(Saved entries)
PR #74, opened 2021-07-22
feat(tooltip): add outline-tooltip

LeeMellon:
## Outline-Tooltip
Cursor_and_Atoms___OutlineTooltip_-_Inline_Tooltip_⋅_Storybook_and_iangoodrich_elfayoumi____dev_internal_outline

### Adds lightly styled `<outline-tooltip>` component.
- Works as a wrapper around content dev wants to provide with a tooltip.
- Can be passed tip content via "tip" property or "tip-info" slot.
- Can be cardinally positioned. 

## Note:
   Is also included in PR #66 as proposed button update includes built-in tooltip functionality. 

<a href="https://gitpod.io/#https://github.com/phase2/outline/pull/74"></a>


src/components/base/outline-tooltip/outline-tooltip.stories.ts
```diff
@@ -0,0 +1,87 @@
...
+        options: ['top', 'bottom', 'left', 'right'],
+      },
+    },
+  },
+};
+
+const InlineTemplate = ({ id, tip, position }): TemplateResult =>
+  html`
+    <div style=${`max-width: 50%`}>
+      <h2 style=${`font-size: 30px; margin-bottom: 1rem`}>
```
damontgomery: Could we use `outline-heading` and `outline-grid` or `outline-column` for this example?

src/components/base/outline-tooltip/outline-tooltip.stories.ts
```diff
@@ -0,0 +1,87 @@
...
+const FormTemplate = ({ id, position }): TemplateResult =>
+  html`
+    <div>
+      <h2 style=${`font-size: 30px; margin-bottom: 1rem`}>
+        Simulated Disabled Form Button.
+      </h2>
+      <div>
+        <form>
+          <outline-tooltip id="${id}" position="${position}">
+            <span slot="tip-info"> Enter a valid email adress here </span>
```
damontgomery: (very minor) spelling on `address`.

src/components/base/outline-tooltip/outline-tooltip.ts
```diff
@@ -0,0 +1,51 @@
...
+  /**
+   *  REQUIRED: An ID string that associated components will need for
+   *  accessibility/screen reader compliance.
+   */
+  @property({ type: String }) id!: string;
+
+  /**
+   * Identifies the component as a tooltip for accessibility technologies.
+   */
+  @property({ type: String, reflect: true }) role = 'tooltip';
```
damontgomery: Are we expecting the consumer to change this? If not, should we make this part of the template directly?

Is this used? I don't see it in the template.

src/components/base/outline-tooltip/outline-tooltip.stories.ts
```diff
@@ -0,0 +1,87 @@
+import { html, TemplateResult } from 'lit';
+import { ifDefined } from 'lit/directives/if-defined';
+import './outline-tooltip';
+import '../outline-button/outline-button';
+export default {
+  title: 'Atoms/OutlineTooltip',
```
damontgomery: Should we use `Tooltip` to align with the other atoms like `Link` on the Storybook sidebar?

src/components/base/outline-tooltip/outline-tooltip.ts
```diff
@@ -0,0 +1,51 @@
...
+
+  /**
+   * An optional prop to pass the tip info. Can also be passed via the
+   * "tip-info" slot.
+   */
+  @property() tip: string | HTMLElement | void;
```
damontgomery: I haven't seen `void` used like this before, only as a function return type. Could this be `null`?

damontgomery (commented):
Works well overall. Thanks, @LeeMellon.

I tested this by reviewing the code and loading the component in Storybook.

## Notes
- Thanks for the testing notes in Github!
- The examples are helpful since they contains testing steps. :)
- Controls descriptions are also helpful and clear, particularly about the slot / attribute for the Tip info.
- Component comments are helpful too!

## Questions
- (minor) Could the tooltip show up more quickly? It took longer than expected for me.
- (improvement) Should we account for placement when position puts the tooltip off the screen?

I left a few comments / questions in the codebase too.

madhaze:
I'm not sure these are accessible. We should look at https://inclusive-components.design/tooltips-toggletips/

LeeMellon:
In what way exactly @madhaze ?

src/components/base/outline-tooltip/outline-tooltip.ts
mabry1985: I think this is a good point. Unless we are intending for this to be changed let's just plug it into the template directly.

src/components/base/outline-tooltip/outline-tooltip.stories.ts
mabry1985: This makes sense to me to omit `Outline` from the title here.

src/components/base/outline-tooltip/outline-tooltip.ts
mabry1985: I agree that `void` may not be the proper typing here, but I would also argue that it shouldn't be `null` but rather `undefined` because thats what would print in a console.log if this wasn't passed an argument.

src/components/base/outline-tooltip/outline-tooltip.css
```diff
@@ -0,0 +1,41 @@
...
+  @apply inline-flex flex-col;
+}
+
+.tooltip {
+  @apply flex relative justify-center;
+}
+
+.tooltip-tip {
+  @apply absolute inline-flex p-2 opacity-0 text-center;
+  visibility: hidden;
```
mabry1985, line 15: we can add `hidden` to the `@apply` directive to accomplish the `visibility: hidden` property here

src/components/base/outline-tooltip/outline-tooltip.css
```diff
@@ -0,0 +1,41 @@
...
+}
+
+.position-left {
+  @apply right-full mr-2;
+}
+
+.tooltip:hover > .tooltip-tip,
+.tooltip:focus > .tooltip-tip {
+  @apply opacity-100;
+  visibility: visible;
```
mabry1985, line 42: As above we can use `visible` in the `@apply` directive to handle the `visibility` property here

mabry1985 (changes requested):
I think overall this is looking pretty good. I added a couple minor changes that I think could be addressed. 

I also want to see what comes of Ofer's testing of the accessibility before this is merged. 

Also, let's write a separate ticket for styling this component, I can dig around and see what others are doing there and tackle that  once this is approved and merged.

src/components/base/outline-tooltip/outline-tooltip.ts
LeeMellon: All of the above are outdate comments that have been addressed. I should have collapsed them. My bad.

src/components/base/outline-tooltip/outline-tooltip.css
LeeMellon: No. They work differently. Hidden = display: 'none'; Which is great but it means you can't use transitions. Also I'm using the visibility css attribute to control the cursor events, so that you won't know the tip is there and can't trigger it or anything in it until the visibility is set to visible.

src/components/base/outline-tooltip/outline-tooltip.css
LeeMellon: ^^

src/components/base/outline-tooltip/outline-tooltip.css
mabry1985: Gotcha! Thanks for clearing that up for me

src/components/base/outline-tooltip/outline-tooltip.css
mabry1985: noted, thanks for the clarification

mabry1985 (changes requested):
Thanks for clearing up my confusion on the visibility properties. I think if we can pull in the accessibility additions @shaal suggested I'd be happy to call this ready to go.

himerus (changes requested):
I'm going to assume again, this could use some slight alterations and bring brought up to date. @shaal I would like you to review this for a11y, and determine if instead there's a library we should be using or provide alternatives if needed.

> DIRECTIONS FOR THIS TASK:
Transcribe every record. Match each line exactly.

> SOLUTION TO THE EXERCISE:
PR #74, opened 2021-07-22
feat(tooltip): add outline-tooltip

LeeMellon:
## Outline-Tooltip
Cursor_and_Atoms___OutlineTooltip_-_Inline_Tooltip_⋅_Storybook_and_iangoodrich_elfayoumi____dev_internal_outline

### Adds lightly styled `<outline-tooltip>` component.
- Works as a wrapper around content dev wants to provide with a tooltip.
- Can be passed tip content via "tip" property or "tip-info" slot.
- Can be cardinally positioned. 

## Note:
   Is also included in PR #66 as proposed button update includes built-in tooltip functionality. 

<a href="https://gitpod.io/#https://github.com/phase2/outline/pull/74"></a>


src/components/base/outline-tooltip/outline-tooltip.stories.ts
```diff
@@ -0,0 +1,87 @@
...
+        options: ['top', 'bottom', 'left', 'right'],
+      },
+    },
+  },
+};
+
+const InlineTemplate = ({ id, tip, position }): TemplateResult =>
+  html`
+    <div style=${`max-width: 50%`}>
+      <h2 style=${`font-size: 30px; margin-bottom: 1rem`}>
```
damontgomery: Could we use `outline-heading` and `outline-grid` or `outline-column` for this example?

src/components/base/outline-tooltip/outline-tooltip.stories.ts
```diff
@@ -0,0 +1,87 @@
...
+const FormTemplate = ({ id, position }): TemplateResult =>
+  html`
+    <div>
+      <h2 style=${`font-size: 30px; margin-bottom: 1rem`}>
+        Simulated Disabled Form Button.
+      </h2>
+      <div>
+        <form>
+          <outline-tooltip id="${id}" position="${position}">
+            <span slot="tip-info"> Enter a valid email adress here </span>
```
damontgomery: (very minor) spelling on `address`.

src/components/base/outline-tooltip/outline-tooltip.ts
```diff
@@ -0,0 +1,51 @@
...
+  /**
+   *  REQUIRED: An ID string that associated components will need for
+   *  accessibility/screen reader compliance.
+   */
+  @property({ type: String }) id!: string;
+
+  /**
+   * Identifies the component as a tooltip for accessibility technologies.
+   */
+  @property({ type: String, reflect: true }) role = 'tooltip';
```
damontgomery: Are we expecting the consumer to change this? If not, should we make this part of the template directly?

Is this used? I don't see it in the template.

src/components/base/outline-tooltip/outline-tooltip.stories.ts
```diff
@@ -0,0 +1,87 @@
+import { html, TemplateResult } from 'lit';
+import { ifDefined } from 'lit/directives/if-defined';
+import './outline-tooltip';
+import '../outline-button/outline-button';
+export default {
+  title: 'Atoms/OutlineTooltip',
```
damontgomery: Should we use `Tooltip` to align with the other atoms like `Link` on the Storybook sidebar?

src/components/base/outline-tooltip/outline-tooltip.ts
```diff
@@ -0,0 +1,51 @@
...
+
+  /**
+   * An optional prop to pass the tip info. Can also be passed via the
+   * "tip-info" slot.
+   */
+  @property() tip: string | HTMLElement | void;
```
damontgomery: I haven't seen `void` used like this before, only as a function return type. Could this be `null`?

damontgomery (commented):
Works well overall. Thanks, @LeeMellon.

I tested this by reviewing the code and loading the component in Storybook.

## Notes
- Thanks for the testing notes in Github!
- The examples are helpful since they contains testing steps. :)
- Controls descriptions are also helpful and clear, particularly about the slot / attribute for the Tip info.
- Component comments are helpful too!

## Questions
- (minor) Could the tooltip show up more quickly? It took longer than expected for me.
- (improvement) Should we account for placement when position puts the tooltip off the screen?

I left a few comments / questions in the codebase too.

madhaze:
I'm not sure these are accessible. We should look at https://inclusive-components.design/tooltips-toggletips/

LeeMellon:
In what way exactly @madhaze ?

src/components/base/outline-tooltip/outline-tooltip.ts
mabry1985: I think this is a good point. Unless we are intending for this to be changed let's just plug it into the template directly.

src/components/base/outline-tooltip/outline-tooltip.stories.ts
mabry1985: This makes sense to me to omit `Outline` from the title here.

src/components/base/outline-tooltip/outline-tooltip.ts
mabry1985: I agree that `void` may not be the proper typing here, but I would also argue that it shouldn't be `null` but rather `undefined` because thats what would print in a console.log if this wasn't passed an argument.

src/components/base/outline-tooltip/outline-tooltip.css
```diff
@@ -0,0 +1,41 @@
...
+  @apply inline-flex flex-col;
+}
+
+.tooltip {
+  @apply flex relative justify-center;
+}
+
+.tooltip-tip {
+  @apply absolute inline-flex p-2 opacity-0 text-center;
+  visibility: hidden;
```
mabry1985, line 15: we can add `hidden` to the `@apply` directive to accomplish the `visibility: hidden` property here

src/components/base/outline-tooltip/outline-tooltip.css
```diff
@@ -0,0 +1,41 @@
...
+}
+
+.position-left {
+  @apply right-full mr-2;
+}
+
+.tooltip:hover > .tooltip-tip,
+.tooltip:focus > .tooltip-tip {
+  @apply opacity-100;
+  visibility: visible;
```
mabry1985, line 42: As above we can use `visible` in the `@apply` directive to handle the `visibility` property here

mabry1985 (changes requested):
I think overall this is looking pretty good. I added a couple minor changes that I think could be addressed. 

I also want to see what comes of Ofer's testing of the accessibility before this is merged. 

Also, let's write a separate ticket for styling this component, I can dig around and see what others are doing there and tackle that  once this is approved and merged.

src/components/base/outline-tooltip/outline-tooltip.ts
LeeMellon: All of the above are outdate comments that have been addressed. I should have collapsed them. My bad.

src/components/base/outline-tooltip/outline-tooltip.css
LeeMellon: No. They work differently. Hidden = display: 'none'; Which is great but it means you can't use transitions. Also I'm using the visibility css attribute to control the cursor events, so that you won't know the tip is there and can't trigger it or anything in it until the visibility is set to visible.

src/components/base/outline-tooltip/outline-tooltip.css
LeeMellon: ^^

src/components/base/outline-tooltip/outline-tooltip.css
mabry1985: Gotcha! Thanks for clearing that up for me

src/components/base/outline-tooltip/outline-tooltip.css
mabry1985: noted, thanks for the clarification

mabry1985 (changes requested):
Thanks for clearing up my confusion on the visibility properties. I think if we can pull in the accessibility additions @shaal suggested I'd be happy to call this ready to go.

himerus (changes requested):
I'm going to assume again, this could use some slight alterations and bring brought up to date. @shaal I would like you to review this for a11y, and determine if instead there's a library we should be using or provide alternatives if needed.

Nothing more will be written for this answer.